Sharing one scenario across transports
The scenario lives in one file; runners thread their transport through it. This is the "behavioural parity" pattern — both transports must produce identical observable behaviour against the same tree.
// scenario.ts — written once
import { type AgentHarness, instruct, submit } from "@abtree/testing";
export async function runScenario(agent: AgentHarness): Promise<void> {
await agent.when(instruct("Acknowledge_Protocol"))
.respond(submit("success"));
// … rest of the scenario
await agent.expectDone();
}// run-cli.ts
import { AgentHarness, CliTransport, setupTreePackageFixture } from "@abtree/testing";
import { runScenario } from "./scenario.ts";
const fixture = setupTreePackageFixture({ slug: "X", treeDir: TREE });
const agent = new AgentHarness(new CliTransport({ cwd: fixture.cwd }));
try {
await agent.start("X", "cli");
await runScenario(agent);
} finally {
await agent.close();
fixture.cleanup();
}run-mcp.ts is identical except for McpTransport.
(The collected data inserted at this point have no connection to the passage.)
PR #557, opened 2022-05-27
Add `npm install` to 'Trying it out instruction'

AndreevDm:
Otherwise you will get
```bash
sh: 1: svelte-kit: not found
```

## Checklist

1. Closes 

2. How was this tested:

3. Any docs updates needed?


stevekinney (approved):
Good point. Thanks!

PR #598, opened 2022-06-15
Workflow Type click filter

Alex-Tideman:
## What was changed
In the workflows list, the workflow type was a link to the individual workflow page. This PR changes that behavior to now set the workflow type filter on the link click. If other filters are already applied, it will preserve those in addition to include the type. The rest of the row is still a link to navigate to individual workflow page. A new filter icon is added to the tooltip for the Workflow Type.

Screen Shot 2022-06-15 at 12 30 35 PM
Screen Shot 2022-06-15 at 12 30 26 PM

https://user-images.githubusercontent.com/7967403/173889951-a94cbede-c0ef-4e92-9766-84c01d7ca1db.mov

## Why?
Much quicker for users to filter by type by clicking instead of typing.

### DIFF
--- a/.env
+++ b/.env
@@ -1,2 +1,2 @@
-VITE_API="http://localhost:8080"
+VITE_API="http://localhost:8081"
 VITE_MODE="development"
--- a/.env
+++ b/.env
@@ -1,2 +1,2 @@
-VITE_API="http://localhost:8081"
+VITE_API="http://localhost:8080"
 VITE_MODE="development"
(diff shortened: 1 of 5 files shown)


rossedfort (approved):
lgtm, did we want to remove the filter if they click the workflow type while that filter is applied?

Alex-Tideman:
@rossedfort Great idea, I added a fill to the icon when the filter is applied, if you click it again it clears the filter and fill goes away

When to reach for the BDD runner instead
@abtree/test-tree (the BDD-style runner) is the better fit when:
- The scenario reads naturally as given/when/then English.
- External side effects need fixture-driven replay (mocked MR creates, git pushes, HTTP calls).
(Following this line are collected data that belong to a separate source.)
PR #610, opened 2022-06-21
Use global state as fallback from env var for base url

Alex-Tideman:
## What was changed
If no VITE_API env var is set, look for global state baseUrl


src/lib/utilities/route-for-api.ts
```diff
@@ -1,16 +1,11 @@
-// import { browser } from '$app/env';
-// import { namespaceUrlPattern } from './namespace-url-pattern';
-
-// const RealBaseUrl = `https://web.${
-//   namespaceUrlPattern.match(window.location.pathname)?.namespace
-// }.tmprl.cloud/api/v1/`;
-
-let base = (import.meta.env?.VITE_API as string) ?? process.env.VITE_API;
+let base =
+  import.meta.env?.VITE_API ??
```
GiantRobots, line 2: This will never resolve because of ?. When this packages does process.env.VITE_API resolve to ""?

I think globalThis needs to come first to have our correct functionality.

PR #611, opened 2022-06-21
improve pending activities summary and details

### LINKED ISSUE #465: Add ability to see pending activity failure details
If a workflow has pending activities, users can specify failure details in the failure that comes from the activity.
Currently (v1 and v2) these details are not shown under pending activities view, just the failure itself:

Screen Shot 2022-04-21 at 11 07 41 AM

when you click on that failure (in this case "My Custom Failure") the full JSON response does include the details:

Screen Shot 2022-04-21 at 11 09 16 AM

see the top-level applicationFailureInfo element (not the cause.applicationFailureInfo which for some reason does not include details).

Would be great to display these details in the pending activities view as well, as it helps users debug the failure. 

User slack thread: https://temporalio.slack.com/archives/CTRCR8RBP/p1650534760129989

rossedfort:
## What was changed
Improve layout and information architecture for pending activities. This includes the "summary" table on the workflow details page as well as the full table under the Pending Activities tab on the workflow details page.

### Pending Activities "Summary"
Before:
Screen Shot 2022-06-21 at 2 56 51 PM

After:
Screen Shot 2022-06-21 at 2 56 45 PM

### Pending Activities "Details"
Before:
Screen Shot 2022-06-21 at 3 00 05 PM

After:
Screen Shot 2022-06-21 at 3 00 08 PM

## Why?
Provide more information to users as well as more obvious indication of failed attempts.

## Checklist

1. Closes #465 

2. How was this tested:

3. Any docs updates needed?


rossedfort:
The Heartbeat Details and Last Failure code blocks are no longer each 50% width, but I think that's ok. I would rather them justify with the `Attempt` column.

Alex-Tideman:
Yeah I think that's fine, looks good to me.

PR #615, opened 2022-06-22
create a copyable input component

rossedfort:
## What was changed
Introduces a new `<Input />` component to holocene, supporting a dark/light variety, icons, and a copyable version.
Screen Shot 2022-06-22 at 12 12 54 PM

## Why?
We'll need a component that allows user to copy text from the ui

## Checklist

1. Closes 

2. How was this tested:

3. Any docs updates needed?


src/lib/holocene/input.svelte
```diff
@@ -0,0 +1,108 @@
...
+
+  let copied = false;
+  const handleCopy = () =>
+    navigator.clipboard
+      .writeText(value)
+      .then(() => {
+        copied = !copied;
+        setTimeout(() => (copied = false), 1000);
+      })
+      .catch((error) => console.error(error));
```
rossedfort, line 22: This code is copied across the app a few times, is there a better way to share singleton stateful utilities across components in svelte à la custom hooks in react?

rossedfort: This looks promising https://svelte.dev/repl/7580c4426c1947d8aa3d149a05bdc895?version=3.38.3

Alex-Tideman (approved):

PR #618, opened 2022-06-22
add vitest and set up some basic snapshot tests

rossedfort:
## What was changed
- add vitest
- move button to holocene
- write some snapshot tests for button
- add snapshot test workflow

## Why?
vitest > jest

## Checklist

1. Closes 

2. How was this tested:

3. Any docs updates needed?


src/lib/components/data-encoder-settings.svelte
```diff
@@ -5,7 +5,7 @@
   import { validateHttpOrHttps, validateHttps } from '$lib/utilities/is-http';
 
   import Modal from './modal.svelte';
-  import Button from './button.svelte';
```
GiantRobots, line 8: It may be worthwhile adding a `$holocene` alias because no one likes relative paths.

tsconfig.test.json
```diff
@@ -2,7 +2,7 @@
   "extends": "./tsconfig.json",
   "compilerOptions": {
     "isolatedModules": false,
-    "types": ["jest"]
+    "types": ["jest", "vitest/globals"]
```
GiantRobots, line 5: Hmm this may cause trouble for us. If we're switching to `vitest` we probably want to drop the jest global types as well.

stevekinney: Probably once we fully switch. Does this get rid of Jest completely or just _add_ Vitest?

rossedfort: +1, this PR only adds vitest so I think we'll need both for the time being. The current plan is to move away from Jest incrementally, but it might be worth investigating the effort to do it in one fell swoop.

GiantRobots: We can also import vitest components directly and avoid this situation as well, it has its own pluses and minuses. Positive no implicit imports. Negative more work to migrate in general

stevekinney (approved):

PR #628, opened 2022-06-27
Replace Jest with Vitest

stevekinney:
Replaces Jest with Vitest.

To do:

- [ ] Get type-checking working with Vitest globals or import functions.


vitest.config.ts
```diff
@@ -11,10 +11,14 @@ export default defineConfig({
...
       $holocene: path.resolve(__dirname, './src/lib/holocene/'),
+      $app: path.resolve(__dirname, './src/lib/svelte-mocks/app/'),
     },
   },
   test: {
     globals: true,
     environment: 'jsdom',
+    deps: {
+      inline: ['date-fns'],
+    },
```
rossedfort, line 21: I swear I tried this and it didn't work 😭 maybe it was some other error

- Tree authors should be able to add scenarios without writing TypeScript.
- A markdown report (and the live SVG diagram next to the execution) is the deliverable.
The programmatic harness here is the better fit when the scenario is a precise sequence of runtime behaviours you want to assert against — typically regression suites built and maintained by the tree's author or by abtree itself.
Reference
- Package:
@abtree/testing— full API on every export via TSDoc. - Worked example: the bundled
tests/directory in the abtree repo runs the same scenario against both transports as a parity check.